(Saved entries)
※ ※ ※

PR #1386, opened 2020-04-14
Update react bootstrap

rumwerfer:
#### Proposed Changes

* `npm install --save react-bootstrap@latest` : 0.33.1 -> 1.0.0
* migrate files using react-bootstrap according to https://react-bootstrap.netlify.com/migrating/#summary-of-breaking-changes-from-v0320 

#### Testing Instructions

*

### DIFF
--- a/modules/core/client/components/LanguageSwitchPresentational.js
+++ b/modules/core/client/components/LanguageSwitchPresentational.js
@@ -1,6 +1,6 @@
 import React from 'react';
 import PropTypes from 'prop-types';
-import { Dropdown, MenuItem } from 'react-bootstrap';
+import { Dropdown } from 'react-bootstrap';
 import locales from '@/config/shared/locales';
 
 /**
@@ -31,13 +31,13 @@ export function LanguageSwitchDropdown({
       </Dropdown.Toggle>
       <Dropdown.Menu>
         {locales.map(({ code, label }) => (
-          <MenuItem
+          <Dropdown.Item
             key={code}
             onClick={() => onChangeLanguage(code)}
             active={code === currentLanguageCode}
           >
             {label}
-          </MenuItem>
+          </Dropdown.Item>
         ))}
       </Dropdown.Menu>
     </Dropdown>
--- a/modules/offers/client/components/OffersPresentational.js
+++ b/modules/offers/client/components/OffersPresentational.js
@@ -1,5 +1,10 @@
 // External dependencies
-import { Button, DropdownButton, MenuItem, ButtonGroup } from 'react-bootstrap';
+import {
+  Button,
+  DropdownButton,
+  DropdownItem,
+  ButtonGroup,
+} from 'react-bootstrap';
 import { withTranslation } from 'react-i18next';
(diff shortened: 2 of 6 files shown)


rumwerfer:
Apparently, I missed some parts. I only went through files in /modules though.
I don't quite understand the output from Travis; would be glad if someone could go through it with me.

nicksellen:
I think the bootstrap upgrade is going to be a _lot_ more involved, as in addition to the breaking changes for `react-bootstrap` itself, it also says to go through the bootstrap migration guide itself: https://getbootstrap.com/docs/4.3/migration/

That includes various stuff, e.g. _Switched from Less to Sass for our source CSS files._ - the way react-bootstrap works is that they don't provide the CSS themselves, they rely on us providing, and we currently do that using the bootstrap less files, but we also use lots of the bootstrap less functions in our own custom CSS (less), so there could be some major changes when upgrading that too.

The style is coming from the `bootstrap` dependency in `package.json`.

The errors in CI should be the same as local errors when running the tests, which is true for me (I run the tests with `npx jest`), and there is quite a lot of broken stuff there, a few things:
- the test matchers find elements by their aria role, and it looks like some things have changed from menus to buttons, so role `menuitem` -> `button` should fix those.
- some invalid props, `bsSize` and `pullRight` that it doesn't know about, I guess they changed?

I think it would be useful to upgrade at some point, but for the given purpose ("neutralizing" the green/red buttons, there will be a way using the existing versions :) - it might be the docs for the older version are still online).

rumwerfer:
Thank you for the detailed explanation. It actually says very clear, "PLEASE FIRST READ THE UPSTREAM BOOSTRAP MIGRATION GUIDE", but I unfortunately didn't start reading before the link Abel gave me. I don't think I'm the right one to do the bootstrap migration then.

simison:
Yep, this is going to be a pretty involved chunk of work and we need to think a bit how to approach it.

I regret little bit not taking the opportunity with React migration to just switch something else and phase out Bootstrap v3 together with old Angular files. At the same time, current approach (using React-Bootstrap) has the benefit of making React-migration easier since it won't involve any re-designing, and old CSS can mostly be re-used. Switching to something "incompatible" with Bootstrap also makes it easier to run the two systems in parallel easier, since they wouldn't collide too much.

My personal preference would be to phase out Bootstrap entirely and switch to a more comprehensive framework that also translates nicely to native mobile, has strong accessibility built-in, covers more components, has a stronger type system, has theming built-in, etc. By more comprehensive I also mean that I've been missing having _a design-system_ that guides how to build sections, not just having a bunch of components available. That would make us depend less on having polished designs available since everything built according to the system would look more or less good and balanced with less effort (flows/mechanics aside, some design still needed of course).

The gold standard for all that is [Material](https://material.io/) so I'd suggest we start at some point plan how to include it in the build pipeline, how to theme it for Trustroots and how to eventually switch everything over. Taking it as a chance to redesign some things would be great; e.g. I'd love to re-design navigation/information architecture in Trustroots if someone would be up for coding it. :-)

※ ※ ※

All lines from the start of the entries through the line where "--- a/modules/offers/client/components/OffersPresentational.js" sits should be duplicated exactly, with nothing else in the output.

→ **Written solution**
PR #1386, opened 2020-04-14
Update react bootstrap

rumwerfer:
#### Proposed Changes

* `npm install --save react-bootstrap@latest` : 0.33.1 -> 1.0.0
* migrate files using react-bootstrap according to https://react-bootstrap.netlify.com/migrating/#summary-of-breaking-changes-from-v0320 

#### Testing Instructions

*

### DIFF
--- a/modules/core/client/components/LanguageSwitchPresentational.js
+++ b/modules/core/client/components/LanguageSwitchPresentational.js
@@ -1,6 +1,6 @@
 import React from 'react';
 import PropTypes from 'prop-types';
-import { Dropdown, MenuItem } from 'react-bootstrap';
+import { Dropdown } from 'react-bootstrap';
 import locales from '@/config/shared/locales';
 
 /**
@@ -31,13 +31,13 @@ export function LanguageSwitchDropdown({
       </Dropdown.Toggle>
       <Dropdown.Menu>
         {locales.map(({ code, label }) => (
-          <MenuItem
+          <Dropdown.Item
             key={code}
             onClick={() => onChangeLanguage(code)}
             active={code === currentLanguageCode}
           >
             {label}
-          </MenuItem>
+          </Dropdown.Item>
         ))}
       </Dropdown.Menu>
     </Dropdown>
--- a/modules/offers/client/components/OffersPresentational.js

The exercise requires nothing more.